What better accompaniment to festive feasting and your impending food coma than a roundup of tasty stories from 2019?
Sit back as Imperial serves up some festive food for thought, featuring unusual stuffing, strange pudding, dried cricket snacks, and food sensors. After all, ‘tis the season to be jolly and enjoy all the treats Christmas has to offer!
In the 1800s, lobsters were considered the food of slaves and prisoners; a poor person’s food. Likewise sushi, before it was trendy, was once looked down upon. So why are these foods now considered delicacies around the world - and could the same PR makeover happen for insects?
There are tangible benefits to incorporating insects into food: they use less land, energy and water, and produce fewer greenhouse gases than traditional meats like chicken and beef. They’re also better for us: they are rich in protein, fat, and energy and can be a significant source of vitamins and minerals.
Through her latest research, Dr Tilly Collins from Imperial’s Centre for Environment Policy found that if we are serious about getting people to eat insects regularly, then the less visible they are the better – think powdered crickets for a protein boost. It also seems the younger generation is more comfortable with the idea of minced insect burgers than older people. After all, who doesn’t love an alternative to high-sugar snacks?
Read more: Eating insects makes sense. So why don’t we?
Worldwide, one third of the food produced – equivalent to 1.3 billion tonnes – is thrown away each year. Discarding food that’s safe to eat, at supermarkets and at home, is a contributing factor, as 60 per cent of discarded food that has passed the use-by date is perfectly safe to eat.
So what if our smartphones could detect whether food has actually gone off? Researchers at Imperial have set out to combat this imbalance with a new sensor that can detect spoilage gases in meat and fish products. Using eco-friendly gas sensors printed on cellulose paper, they measuring the difference in conductance of the cellulose paper as the gasses in the food packaging changed.
These types of sensors were more accurate and cheaper than the ones currently on the market, and can combined with a series of microchips that lets consumers read the data from their own smartphone. The researchers hope to expand the applications of the sensors to the detection of air quality, disease markers in breath, and chemicals in agriculture.

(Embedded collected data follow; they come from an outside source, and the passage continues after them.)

Issue #6016, opened 2026-04-17
Add Android JUnit coverage for configureAndroidProfiling


antonis:
## Context

`packages/core/android/src/main/java/io/sentry/react/RNSentryStart.java:186` calls `configureAndroidProfiling(options, rnOptions, logger)`, which reads `_experiments.profilingOptions` and wires three fields onto `SentryAndroidOptions`:

- `profileSessionSampleRate` → `options.setProfileSessionSampleRate(...)` (line 241)
- `lifecycle` → `options.setProfileLifecycle(ProfileLifecycle.MANUAL|TRACE)` (line 258 / 261)
- `startOnAppStart` → `options.setStartProfilerOnAppStart(...)` (line 274)

This works correctly today. **It has no test coverage.** `packages/core/android/src/test/` doesn't exist — the Android side of the SDK ships no JUnit tests for the init path at all. The audit run while investigating the iOS profiling bug (#6012) confirmed this gap.

## Why this matters

We just finished fixing two iOS bugs (#6012, #6014) where option-parsing code was added to a file that was no longer on the live init path, and XCTest kept passing because it was exercising the dead surface. On Android today, the active init path *is* correct — but if someone refactors `configureAndroidProfiling` out of `RNSentryStart.startWithOptions`, or introduces a parallel init path (as happened on iOS), there is literally no test to catch it. We'd find out from a customer report.

Pinning the wiring with tests would have caught the analogous iOS bug.

## What to do

1. Set up the Android test harness under `packages/core/android/src/test/java/io/sentry/react/` with a Robolectric or plain JUnit + Mockito setup (whichever aligns with the rest of the Sentry Android SDK's test conventions — check `sentry-java` for the pattern).

2. Wire the test target into `packages/core/android/build.gradle` so `./gradlew test` runs it.

3. Add `RNSentryStartTest` (or similar) with at least these cases, mirroring the iOS tests added in #6012:
   - Passing `_experiments.profilingOptions = { profileSessionSampleRate: 1.0, lifecycle: "trace", startOnAppStart: true }` results in `options.getProfileSessionSampleRate() == 1.0`, `options.getProfileLifecycle() == ProfileLifecycle.TRACE`, `options.isStartProfilerOnAppStart() == true`.
   - `lifecycle: "manual"` → `ProfileLifecycle.MANUAL`.
   - No `_experiments` / no `profilingOptions` → defaults preserved, no calls made.
[...]

PR #4442, opened 2025-01-14
ref(ios): Extract Cocoa SDK init into standalone file

krystofwoldrich:
## :loudspeaker: Type of change

- [x] Refactoring

## :scroll: Description

This PR doesn't change any of the initialization logic, only moves the code from the main module file to a standalone class for future changes.

## :bulb: Motivation and Context

- this PR is required by https://github.com/getsentry/sentry-react-native/pull/4444

## :green_heart: How did you test it?
sample app

## :pencil: Checklist

- [ ] I added tests to verify changes
- [x] No new PII added or SDK only sends newly added PII if `sendDefaultPII` is enabled
- [x] I updated the docs if needed.
- [x] I updated the wizard if needed.
- [x] All tests passing
- [x] No breaking changes

PR #6059, opened 2026-04-28
refactor(ios): remove dead SentrySDKWrapper init surface

### LINKED ISSUE #6015: Delete abandoned SentrySDKWrapper init surface and migrate tests to RNSentryStart
## Context

When the iOS init path was moved from `SentrySDKWrapper` to `RNSentryStart` in v8 (via #5582 / sub-PR #4442), only the call sites were repointed — the old option-parsing methods in `SentrySDKWrapper` were left in place "just in case," along with their XCTest suite. Nothing in production calls them anymore, but the tests kept passing, which is precisely how two bugs shipped in every 8.x release until we noticed:

- `_experiments.profilingOptions` silently dropped on iOS — fixed in #6012
- `_experiments.enableUnhandledCPPExceptionsV2` silently dropped on iOS — fixed in #6014

The dead code also parses `enableLogs` (harmless — Cocoa's dict parser handles it), `enableNativeCrashHandling`, `spotlight`, etc. — all duplicated in `RNSentryStart` today.

## Why this matters

As long as `SentrySDKWrapper.createOptionsWithDictionary` and its test coverage exist, any future author who wants to add a new option or `_experiments.*` field has two visually-equivalent files to update, no signal about which one is live, and XCTest runs that pass even when the live path is broken. That's exactly the setup that produced the two bugs above — the #5611 author added the profiling block to `SentrySDKWrapper` because it looked like the right file.

## What to do

1. In `packages/core/ios/SentrySDKWrapper.{h,m}`, delete:
   - `createOptionsWithDictionary:isSessionReplayEnabled:error:`
   - `setupWithDictionary:isSessionReplayEnabled:error:`
   - `startWithOptions:` (the internal one that the above methods call)

   Keep the methods that are still used from `RNSentry.mm`: `crash`, `close`, `crashedLastRun`, `configureScope:`, `debug`, `releaseName`, `enableAutoSessionTracking`, `enableWatchdogTerminationTracking`. (Grep `SentrySDKWrapper` in `RNSentry.mm` for the exact list; it's ~10 call sites.)

2. In `packages/core/RNSentryCocoaTester/RNSentryCocoaTesterTests/RNSentryTests.m`, delete the `[SentrySDKWrapper createOptionsWithDictionary:…]` tests (~lines 34–1065 in the current file). For any assertion in there that covers behavior still worth testing but *not* already covered by the `RNSentryStart Tests` block (e.g., the `ignoreErrors` filtering tests), migrate the test to use `RNSentryStart createOptionsWithDictionary:` / `startWithOptions:` instead.

3. Keep the remaining `RNSentryStart`-based tests as the single source of truth for init-path behavior.

## Acceptance

- `grep -r 'SentrySDKWrapper createOptionsWithDictionary\|SentrySDKWrapper setupWithDictionary' packages/core` returns nothing.
- `xcodebuild test` (Cocoa suite) stays green.
- No orphaned `#import "SentrySDKWrapper.h"` in the tests if nothing else from the header is used.

## Notes

- Do this **after** #6012 and #6014 land — the cleanup will have trivial merge conflicts with them otherwise.
- Not user-visible. Purely an anti-footgun cleanup.

antonis:
- [x] Refactoring

## :scroll: Description

`SentrySDKWrapper.createOptionsWithDictionary:isSessionReplayEnabled:error:` and friends became unreachable from production when v8 moved init to `RNSentryStart` in #5582 (sub-PR #4442), but were left in place along with their parallel XCTest suite. Those dead-code tests are the reason two bugs shipped in every 8.x release until we noticed them — #5611's author added profiling parsing to `SentrySDKWrapper` because the tests there made it look like the live surface, and the tests kept passing while the live `RNSentryStart` path silently dropped the option (#6012, #6014).

This PR removes the dead surface so the same mistake can't recur:

**`packages/core/ios/SentrySDKWrapper.{h,m}`** — delete:
- `+ createOptionsWithDictionary:isSessionReplayEnabled:error:`
- `+ setupWithDictionary:isSessionReplayEnabled:error:`
- `+ startWithOptions:` (only callsite was the deleted `setupWithDictionary:`)
- `+ enableAutoSessionTracking` (zero callers in `packages/core/`)
- `+ enableWatchdogTerminationTracking` (zero callers in `packages/core/`)
- the now-orphaned `getURLFromDSN:` helper and unused imports

**Kept** (still called 18 times from `RNSentry.mm`): `configureScope:`, `crash`, `close`, `crashedLastRun`, `debug`, `releaseName`.

**`packages/core/RNSentryCocoaTester/RNSentryCocoaTesterTests/RNSentryTests.m`** — 22 SentrySDKWrapper-based tests deleted (each had an existing `RNSentryStart`-based equivalent: spotlight, native crash handling, auto-perf tracing, breadcrumb filtering, CPP exceptions v2, `testRemovesPerformanceProperties`, etc.). 15 still-relevant tests migrated to `RNSentryStart`-based equivalents under the existing `#pragma mark - RNSentryStart Tests` block:
- `enableLogs` enabled / disabled (2)
- `beforeBreadcrumb` keeps-when-no-devServer edge case (1)
- `ignoreErrors` family (5)
- `beforeSend` JS-exception / CPP-exception filtering (2) — these now also call `[RNSentryStart updateWithReactFinals:]` so the full two-layer `beforeSend` chain is exercised, which is stronger coverage than the old tests (the wrapped outer filter wasn't in the old SentrySDKWrapper path).
- `enableSessionReplayInUnreliableEnvironment` Default / WithErrorSampleRate / WithSessionSampleRate / WithSessionSampleRates / Disabled (5) — drops the explicit `isSessionReplayEnabled:` parameter; `RNSentryStart.createOptionsWithDictionary:` computes it internally via `[RNSentryReplay updateOptions:]` on its mutable copy, driven by the same `replays*SampleRate` keys the fixtures already pass.

`#import "SentrySDKWrapper.h"` removed from the test file. Class `RNSentryInitNativeSdkTests` retained (could be renamed in a follow-up since it's no longer init-only, but that's bikeshed). Tests for `setEventOriginTag`, `fetchNativeStackFramesBy`, and user creation that don't touch `SentrySDKWrapper` are unmodified.

Net diff: −582 lines.

Closes #6015. Companion to #6012 and #6014, which fixed two real bugs caused by code being added to this dead surface. The cleanup removes the conditions that allowed those bugs to ship undetected — the tests on the dead path will no longer make the wrong file look "tested."

`SentrySDKWrapper.h` is **not** in `s.public_header_files` in `packages/core/RNSentry.podspec` (only `RNSentry.h`, `RNSentrySDK.h`, `RNSentryStart.h`, `RNSentryVersion.h`, `RNSentryBreadcrumb.h`, `RNSentryReplay.h`, `RNSentryReplayBreadcrumbConverter.h`, `Replay/RNSentryReplayMask.h`, `Replay/RNSentryReplayUnmask.h`, `RNSentryTimeToDisplay.h` are). The deleted methods are not exposed to downstream Swift/Obj-C consumers, so no API break.

- Searched the entire repo (samples, performance-tests, expo plugin, Swift test suites, sample apps' `AppDelegate.swift`) for any reference to the deleted methods or to `SentrySDKWrapper.setupWithDictionary` — zero hits.
- Grepped CHANGELOG / README / MIGRATION / CONTRIBUTING / CLAUDE.md for the deleted symbols — only matches are user-facing `SentryOptions.enableAutoSessionTracking` / `enableWatchdogTerminationTracking` documentation, which is unrelated to the deleted accessor wrappers.
- Verified the 22 deletions are duplicate-of-existing by spot-checking pairs (e.g., `testCreateOptionsWithDictionaryRemovesPerformanceProperties` ↔ `testStartWithDictionaryRemovesPerformanceProperties`): semantically equivalent, both pin the user-visible behavior.
- Verified the 15 migrations preserve coverage: replay tests still drive `RNSentryReplay.updateOptions:` via the same dict keys; `beforeSend` filter tests now exercise the full `prepareOptions` + `updateWithReactFinals` chain.
- Local: `yarn build`, `yarn test` (211 passing), `yarn circularDepCheck`, `./scripts/clang-format.sh lint`, `yarn lint` (full suite — oxlint, prettier, lerna, android, kotlin, clang, swift) all clean. Cocoa XCTest run is delegated to CI (local has a pre-existing fmt-pod / Xcode 22 compatibility issue unrelated to this change).

## :pencil: Checklist
- [x] All tests passing
- [x] No breaking changes

## :crystal_ball: Next steps

- #6016


lucas-zimerman (approved):
LGTM!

London Marathon runners got a fun surprise at mile 23 this year. Their Lucozade Sport was provided in 25ml Ooho seaweed ‘bubbles’ made by the Skipping Rocks Lab, an innovative sustainable packaging startup founded by Imperial alumni Pierre Paslier and Rodrigo Garcia.
Ooho is an edible, tasteless and biodegradable membrane made from plants and seaweed, filled with a drink of your choice. The capsules have double membranes made with just two ingredients: sodium alginate (a natural thickener made from algae), and calcium chloride. By combining the two, the team created a transparent gel wall that is just solid enough to hold liquid inside.
Ooho is designed to be edible but will naturally decompose in just six weeks - a bit less than the 400 years for a regular plastic bottle. Also, the materials are much cheaper than plastic, making it the perfect sustainable way to cut down waste.
One way to reduce the environmental impact of meat consumption is to grow it in a lab, but the growth medium that’s used is very expensive and is harvested from pregnant cows. Both factors make lab grown meat unsustainable as an ethical, long term alternative.
In 2019, a group of Imperial students won £7,000 to tackle this problem.
Every year the Faculty of Natural Sciences Make a Difference Competition challenges three teams of undergraduate students to develop low-cost solutions to problems that impact society. Student team MultusMedia won the first place £7,000 prize for their technology to reduce the cost of lab-grown meat, with an animal-free culture medium based on genetically engineered yeast. The yeast produces mammalian growth factors eliminating the need for expensive and unethical growth mediums altogether.
The team’s aim is to bring down the cost of cultured meat and tackle the unsustainability of using livestock to produce meat – “we want to provide products people know and love, without the environmental impact,” the team said.
Students at the Department of Chemistry will receive crash course in culinary science in 2020, as Imperial teamed up with gastronomy expert Jozef Youssef to provide a unique new module, “Introduction to Culinary Practice”.
Working with food increasingly uses instruments taken directly from the world of chemical research, like centrifuges, rotary evaporators, and sonic homogenisers. Imperial’s Professor Roger Kneebone, who helped add the unconventional module to the curriculum said: "the Chemical Kitchen will encourage social cohesion amongst students, developing a sense of collegiality rather than competition within a safe environment."
Students can benefit from practising meticulous planning and detailed observation skills, which the department hopes will encourage appreciation of the parallels between the practice of chemistry and a range of other activities. The researchers say seeing this overlap in a practical setting could motivate students to thrive as experimental scientists.